Rhyme was staring out the window. He believed Sellitto was speaking to him but he wasn’t listening. What he was thinking of was another perp, a man who was as close as could be to the word “nemesis” — a characterization that Rhyme considered both profoundly unprofessional and yet completely accurate.

The Watchmaker and Rhyme had gone head-to-head several times over the years. In each instance, Rhyme had foiled his attempts at assassination or terror attacks, but the man had always escaped and gone on to commit more crimes outside of Rhyme’s jurisdiction. The last time they’d met, the Watchmaker had assured him that one of them would not survive their next encounter.

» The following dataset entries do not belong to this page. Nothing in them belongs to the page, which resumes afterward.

PR #2038, opened 2025-11-12
Reduce navigation speed using arrow keys in viewer

petebankhead:
This makes panning easier using the arrow keys by decreasing the effect of a single keypress - which previously could pan too far.

I found the old behavior *deeply* annoying when trying to pan to a precise location, but it turns out it can already be adjusted with a couple of preferences. So this PR just changes one of them.

Pressing and holding an arrow still makes it possible to gradually accelerate when wanting to move further (at least on macOS) - although there's a preference for this too..

You don't need to build this PR to check it - in QuPath v0.6.0, just reduce the preference value from `100` to `10`:

Screenshot 2025-11-12 at 11 12 34

The navigation code is horribly complicated and should probably be revisited, but to me this change is the simplest way to get more intuitive default behavior.

### DIFF
--- a/qupath-gui-fx/src/main/java/qupath/lib/gui/prefs/PathPrefs.java
+++ b/qupath-gui-fx/src/main/java/qupath/lib/gui/prefs/PathPrefs.java
@@ -23,6 +23,31 @@
 
 package qupath.lib.gui.prefs;
 
+import javafx.beans.binding.BooleanBinding;
+import javafx.beans.property.BooleanProperty;
+import javafx.beans.property.DoubleProperty;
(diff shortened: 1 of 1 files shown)


finglis (approved):

alanocallaghan (approved):
It's better, but on Linux at least the behaviour when holding is to go medium speed -> slow speed -> faster, and it's hard to stop things before the viewer shoots off into space.

Aside from my fixing this (presumably platform-specific) weirdness in a future release, we could expose an acceleration rate parameter in future also.

Rylern (approved):

PR #2065, opened 2026-01-13
Flush measurement writer after each row

alanocallaghan:
While digging into the measurement code to see about other formats, I noticed we don't flush the output writer. Surely this is why export fails for huge numbers of measurements...? This way we only need to hold a single row in memory, whereas otherwise I'd guess there's one huge string being formed. I'd expect text files to be written line by line anyways.

### DIFF
--- a/qupath-gui-fx/src/main/java/qupath/lib/gui/tools/MeasurementExporter.java
+++ b/qupath-gui-fx/src/main/java/qupath/lib/gui/tools/MeasurementExporter.java
@@ -37,7 +37,6 @@ import qupath.lib.objects.TMACoreObject;
 import qupath.lib.projects.ProjectImageEntry;
 
 import java.awt.image.BufferedImage;
-import java.io.BufferedOutputStream;
 import java.io.File;
 import java.io.FileOutputStream;
 import java.io.IOException;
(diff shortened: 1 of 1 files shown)


petebankhead:
> Surely this is why export fails for huge numbers of measurements...? 

I wasn't aware that it does - do you have any examples where this has been an issue?

Putting together code from various lines, it looks like we have
```java
new PrintWriter(new OutputStreamWriter(new BufferedOutputStream(new FileOutputStream(file))))
```
For `OutputStreamWriter` a [buffer will already be used](https://docs.oracle.com/javase/8/docs/api/java/io/OutputStreamWriter.html), and if you really wanted to flush a `PrintWriter` after each line it would make sense to [use the constructor with `autoFlush`](https://docs.oracle.com/en/java/javase/25/docs/api/java.base/java/io/PrintWriter.html#%3Cinit%3E(java.io.Writer,boolean)).

So I'm not sure if this solves a real or predicted problem, and I'm not sure it's the right (simplest, most performant) solution.

The `OutputStreamWriter` javadocs suggests wrapping within a `BufferedWriter` - so if looking to improve this, then it'd be worth seeing if we should have a more optimal use of streams/writers.

alanocallaghan:
Also, 

> The PR description suggested it was a known failure

I saw that forum post before and I thought we had also discussed the issue with many measurements reported by Ava/Hugh previously. When I then ran into the issue myself, I thought "Oh, I guess I've hit the limit that we are somewhat aware of"

Issue #2028, opened 2025-10-29
Add a flip image parameter


Rylern:
## Feature request

Currently, it is only possible to flip an image with a [script](https://forum.image.sc/t/flipping-an-image-in-qupaths-gui/85110/4).

It would be better if there was an option to do it when importing images to a project, for example below `Rotate image` on this dialog:

<img width="1010" height="1506" alt="Image" src="https://github.com/user-attachments/assets/acc977d1-3cef-47e4-ad9f-a1421ef2349f" />

The new parameter could be called `Flip image` and have a dropdown to select between ` `, `X axis`, and `Y axis`.

The implementation could reuse the script mentionned above, or a new `FlippedImageServer` which may be more efficient.

See https://forum.image.sc/t/flipping-an-image-in-qupaths-gui/85110 for more context.

PR #2075, opened 2026-01-21
Add a flip parameter on ProjectImportImagesCommand

Rylern:
Implements #2028:

image

image


Rylern:
On [LuCa-7color_Scan1.qptiff or Patient_1.ome.tiff](https://qupath.readthedocs.io/en/0.6/docs/intro/acknowledgements.html), the [benchmark script](https://gist.github.com/petebankhead/ea559265bb5e87ede3eb9c700b26c584) results are:
* Around 21 seconds with no rotation.
* Around 30.3 seconds with the following rotation:
```groovy
server = new RotatedImageServer(server, RotatedImageServer.Rotation.ROTATE_180)
```
* Around 35 seconds with the following rotation:
```groovy
var transform = new AffineTransform()
transform.rotate(Math.PI, server.getWidth() / 2, server.getHeight() / 2)
server = new TransformedServerBuilder(server)
    .transform(transform)
    .build()
```

So yes it might be better to create a new `FlipImageServer`.

PR #2113, opened 2026-03-27
Improve speed for object/cell measurements

petebankhead:
Cell measurements can be *extremely* slow when running InstanSeg with highly multiplexed images - slower than running InstanSeg itself.

## Previously

The key code is in `ObjectMeasurements`, which is where the cell measurements were made.

Previously, it was possible to only measure one cell at a time. In a script, the code might be parallelized as
```groovy
import qupath.lib.analysis.features.*

var server = getCurrentServer()
var cells = getCellObjects()
double downsample = 1.0
var measurements = ObjectMeasurements.Measurements.values() as List
var compartments = ObjectMeasurements.Compartments.values() as List

println "Num cells: ${cells.size()}"

cells.parallelStream().forEach { c ->
    ObjectMeasurements.addIntensityMeasurements(server, c, downsample, measurements, compartments)        
}
```

One reason this was slow was that it would involve creating a cropped image for every single cell, then measuring each channel separately.

## This PR
This PR aims to improve things in several ways. The main ones:

1. Permit requesting measurements for lists of cells. The code will then partition these into batches of cells that are near to one another, so as to reduce the number of image requests.
2. When queried cells all fall within a single tile, grab the whole tile - because this avoids extra (slow) image cropping.
3. When measuring the same (labeled) mask across multiple channels, create an array containing all the non-zero pixels when processing the first channel. Previously, we needed to iterate through *all* pixels of the mask for *all* channels and *all* compartments. This can drastically cut down the number of pixels we need to visit. 

## Example

```groovy
import qupath.lib.analysis.features.*

var server = getCurrentServer()
var cells = getCellObjects()
double downsample = 1.0
var measurements = ObjectMeasurements.ALL_MEASUREMENTS
var compartments = ObjectMeasurements.ALL_COMPARTMENTS

println "Num cells: ${cells.size()}"

try (var pool = java.util.concurrent.Executors.newFixedThreadPool(6)) {
    ObjectMeasurements.addIntensityMeasurements(server, cells, downsample, measurements, compartments, pool)    
}
```

It's also possible to use
```groovy
ObjectMeasurements.addIntensityMeasurements(server, cells, downsample, measurements, compartments)    
```
but currently this won't use multiple threads for any aspect. It may still be faster than the older (parallelized) code.

## Results
For ~28,000 cells in the LuCa 3x3 image, this code reduced processing time from >20 seconds to ~5 seconds on my older M1 MacBook Pro. The image has 8 channels.

I think / hope / expect that any speedup will be more noticeable on images with more channels.

## Still to do
We should figure out how best to test this, and ensure that the same results are obtained as before.

Then we should merge the PR and look to include the improvements in the InstanSeg and StarDist extensions.

---

## Extra info

Initially, I used a `QuadTree` for the spatial cache.

Switching to `STRTree` helped *enormously*... because the `QuadTree` was returning too much on early queries, and I wasn't checking the results really *did* overlap with the queried region.

This may be work investigating if there are other performance-critical parts of QuPath where `QuadTree` is used.

### DIFF
--- a/qupath-core-processing/src/main/java/qupath/lib/analysis/features/ObjectMeasurements.java
+++ b/qupath-core-processing/src/main/java/qupath/lib/analysis/features/ObjectMeasurements.java
@@ -31,7 +31,6 @@ import java.util.ArrayList;
 import java.util.Arrays;
 import java.util.Collection;
 import java.util.Collections;
-import java.util.HashSet;
 import java.util.LinkedHashMap;
 import java.util.LinkedHashSet;
 import java.util.List;
@@ -51,7 +50,7 @@ import org.locationtech.jts.geom.Lineal;
 import org.locationtech.jts.geom.Polygon;
 import org.locationtech.jts.geom.Polygonal;
 import org.locationtech.jts.geom.util.AffineTransformation;
-import org.locationtech.jts.index.quadtree.Quadtree;
+import org.locationtech.jts.index.strtree.STRtree;
 import org.slf4j.Logger;
 import org.slf4j.LoggerFactory;
 import qupath.imagej.tools.IJTools;
@@ -185,7 +184,7 @@ public class ObjectMeasurements {
 
 
 	private static <T> Set<T> toOrderedUnmodifiableSet(T[] elements) {
-        var set = new LinkedHashSet<T>(Arrays.asList(elements));
+        var set = new LinkedHashSet<>(Arrays.asList(elements));
 		return Collections.unmodifiableSet(set);
 	}
 	
@@ -529,7 +528,7 @@ public class ObjectMeasurements {
 																double downsample) {
 
 		// Create a set of objects that have ROIs (probably all of them, but good to be sure)
-		Set<PathObject> objectsToMeasure = pathObjects.stream().filter(PathObject::hasROI).collect(Collectors.toCollection(HashSet::new));
+		Set<PathObject> objectsToMeasure = pathObjects.stream().filter(PathObject::hasROI).collect(Collectors.toCollection(LinkedHashSet::new));
 
 		// See if a single request will do the job
 		int pad = (int)Math.ceil(downsample * 2);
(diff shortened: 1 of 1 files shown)


qupath-core-processing/src/main/java/qupath/lib/analysis/features/ObjectMeasurements.java
```diff
@@ -396,96 +404,394 @@ private static void addShapeMeasurements(MeasurementList ml, Geometry geom, Stri
...
+		}
+
+		// Batch together nearby objects... we could try to optimize this cleverly, but it's probably not worth it
+		int batchTileSize = (int)Math.round(1024 * downsample);
+		for (int y = globalRequest.getMinY(); y < globalRequest.getMaxY(); y += batchTileSize) {
+			for (int x = globalRequest.getMinX(); x < globalRequest.getMaxX(); x += batchTileSize) {
+				var tempRequest = RegionRequest.createInstance(
+						server.getPath(), downsample, x, y, batchTileSize, batchTileSize, globalRequest.getImagePlane()
+				);
+				@SuppressWarnings("unchecked") // Quadtree isn't typed - but we know what we put in
```
alanocallaghan, line 561: STRtree, not quadtree?

alanocallaghan (approved):
Interestingly this code is slower on OS-2, about 15s to 20s with 270k cells. On a 70+ channel image, for 33k cells with 23 threads it goes from 3mins to 13s, which is massive.

The code looks good to me

Unrelated I assume, but I keep managing to corrupt my bioformats readers which seems to make reading tiles impossible. Presumably I could re-open the image to refresh the reader pool before it manages to crash. Is this a known issue, or should I investigate?

petebankhead:
Thanks, I'm curious about the slowdown but I suppose a modest slowdown for some images is tolerable when there's a massive speedup for others. OS-2 is presumably more like a single-channel request, since everything comes back in an ARGB array.

There isn't a known issue with corrupting Bio-Formats readers. There *were* issues, but these were addressed in recent-ish commits https://github.com/qupath/qupath/commits/c42e0d09a1922b4645e013a4f9f26e4c98e58f25/qupath-extension-bioformats/src/main/java/qupath/lib/images/servers/bioformats/BioFormatsImageServer.java
(Where I meant 'ensure' rather than 'unsure'...)

alanocallaghan:
Hmm. I should be using all those commits. I'll see if I can reproduce on an open licence image for a start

Not long ago, Rhyme had learned from an intelligence source in England that someone was targeting him for a hit. The matter was still under investigation, but Rhyme now suspected the Watchmaker was involved. Was it possible that the Locksmith was working for the “nemesis”? Or was he, in fact, the Watchmaker himself.

The Locksmith’s MO and obsession with mechanical devices echoed those of the Watchmaker. Had the man returned to the city to target Rhyme? But, on reflection, it seemed unlikely. His personal enemy’s passion was timepieces and it seemed unlikely that he would so compulsively take up the topic of locks this late in his career.

But one thing did resonate: the Watchmaker’s skills were those of a master illusionist. He kept the police and the public and the real victim of his crimes focused elsewhere.

Rhyme wondered if the same were true with the Locksmith.

What was actually going on?

Sellitto asked Rhyme and Sachs, “So. You’ll run it?”